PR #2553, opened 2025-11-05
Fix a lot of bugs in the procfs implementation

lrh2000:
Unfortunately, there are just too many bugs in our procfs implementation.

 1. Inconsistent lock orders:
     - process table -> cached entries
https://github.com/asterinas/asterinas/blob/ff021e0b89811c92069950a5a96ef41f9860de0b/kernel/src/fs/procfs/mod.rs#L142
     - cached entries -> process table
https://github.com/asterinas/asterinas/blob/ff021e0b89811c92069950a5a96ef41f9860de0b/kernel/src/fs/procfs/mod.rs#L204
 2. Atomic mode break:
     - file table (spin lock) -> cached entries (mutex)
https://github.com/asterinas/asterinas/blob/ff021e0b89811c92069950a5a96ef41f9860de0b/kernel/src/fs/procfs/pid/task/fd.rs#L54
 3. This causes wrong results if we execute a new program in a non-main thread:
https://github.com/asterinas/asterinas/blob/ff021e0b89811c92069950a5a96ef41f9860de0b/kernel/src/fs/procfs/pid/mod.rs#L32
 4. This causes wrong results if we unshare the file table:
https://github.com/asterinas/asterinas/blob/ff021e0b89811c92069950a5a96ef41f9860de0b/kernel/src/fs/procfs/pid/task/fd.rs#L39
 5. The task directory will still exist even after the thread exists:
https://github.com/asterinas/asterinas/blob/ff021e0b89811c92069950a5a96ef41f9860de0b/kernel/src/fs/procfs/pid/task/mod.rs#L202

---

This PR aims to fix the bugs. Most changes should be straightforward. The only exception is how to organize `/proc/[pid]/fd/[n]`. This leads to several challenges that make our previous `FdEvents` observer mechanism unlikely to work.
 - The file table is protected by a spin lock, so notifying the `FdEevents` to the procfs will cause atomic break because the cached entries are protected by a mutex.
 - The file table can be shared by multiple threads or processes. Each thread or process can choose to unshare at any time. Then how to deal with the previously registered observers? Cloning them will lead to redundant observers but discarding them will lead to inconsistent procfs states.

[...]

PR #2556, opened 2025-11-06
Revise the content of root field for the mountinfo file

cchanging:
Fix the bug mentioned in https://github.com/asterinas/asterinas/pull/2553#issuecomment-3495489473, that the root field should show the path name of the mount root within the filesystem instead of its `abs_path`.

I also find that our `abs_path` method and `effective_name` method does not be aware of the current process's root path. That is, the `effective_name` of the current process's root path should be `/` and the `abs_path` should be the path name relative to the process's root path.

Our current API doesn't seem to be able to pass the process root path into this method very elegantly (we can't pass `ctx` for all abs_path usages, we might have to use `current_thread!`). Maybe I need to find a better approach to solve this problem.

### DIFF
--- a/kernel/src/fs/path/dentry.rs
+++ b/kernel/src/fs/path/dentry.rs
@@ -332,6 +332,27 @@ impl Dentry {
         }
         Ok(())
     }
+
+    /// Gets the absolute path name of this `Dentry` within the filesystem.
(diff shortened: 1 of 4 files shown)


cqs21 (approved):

+---+

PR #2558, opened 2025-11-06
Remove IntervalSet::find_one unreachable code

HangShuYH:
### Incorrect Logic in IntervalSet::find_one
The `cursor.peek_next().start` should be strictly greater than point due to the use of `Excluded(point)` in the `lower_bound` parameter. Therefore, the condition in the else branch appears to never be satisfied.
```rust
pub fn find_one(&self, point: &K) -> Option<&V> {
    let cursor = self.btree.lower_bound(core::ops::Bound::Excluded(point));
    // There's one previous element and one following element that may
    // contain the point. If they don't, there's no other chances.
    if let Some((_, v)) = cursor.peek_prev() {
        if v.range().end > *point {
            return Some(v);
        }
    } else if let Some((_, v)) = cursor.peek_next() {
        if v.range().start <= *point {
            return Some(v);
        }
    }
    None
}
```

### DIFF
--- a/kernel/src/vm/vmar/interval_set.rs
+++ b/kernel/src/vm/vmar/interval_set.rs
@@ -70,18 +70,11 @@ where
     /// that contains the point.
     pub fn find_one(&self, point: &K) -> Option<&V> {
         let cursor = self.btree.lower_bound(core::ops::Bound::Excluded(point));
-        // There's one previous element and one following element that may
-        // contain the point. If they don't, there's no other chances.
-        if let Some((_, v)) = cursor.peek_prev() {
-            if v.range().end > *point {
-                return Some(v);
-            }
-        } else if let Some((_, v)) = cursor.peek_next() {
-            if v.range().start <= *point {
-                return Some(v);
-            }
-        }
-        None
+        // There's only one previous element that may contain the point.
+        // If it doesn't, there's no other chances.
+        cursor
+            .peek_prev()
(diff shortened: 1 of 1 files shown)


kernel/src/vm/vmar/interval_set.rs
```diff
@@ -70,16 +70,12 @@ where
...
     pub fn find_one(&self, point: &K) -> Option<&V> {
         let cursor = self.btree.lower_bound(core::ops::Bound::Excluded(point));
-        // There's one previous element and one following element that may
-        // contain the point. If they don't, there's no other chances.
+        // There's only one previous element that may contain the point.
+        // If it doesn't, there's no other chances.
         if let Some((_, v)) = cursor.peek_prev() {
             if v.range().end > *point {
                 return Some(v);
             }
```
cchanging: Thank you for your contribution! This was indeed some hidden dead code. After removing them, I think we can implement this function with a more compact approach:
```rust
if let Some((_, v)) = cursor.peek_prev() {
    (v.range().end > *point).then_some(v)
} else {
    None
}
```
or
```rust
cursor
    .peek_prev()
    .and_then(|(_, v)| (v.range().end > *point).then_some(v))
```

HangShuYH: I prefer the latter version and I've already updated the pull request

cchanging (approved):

+---+

§ Work to be completed:
Copy only this part of the entries above: the line with "Revise the content", the line with "I also find", and the lines between, all exactly as written.

§ Answer section:
Revise the content of root field for the mountinfo file

cchanging:
Fix the bug mentioned in https://github.com/asterinas/asterinas/pull/2553#issuecomment-3495489473, that the root field should show the path name of the mount root within the filesystem instead of its `abs_path`.

I also find that our `abs_path` method and `effective_name` method does not be aware of the current process's root path. That is, the `effective_name` of the current process's root path should be `/` and the `abs_path` should be the path name relative to the process's root path.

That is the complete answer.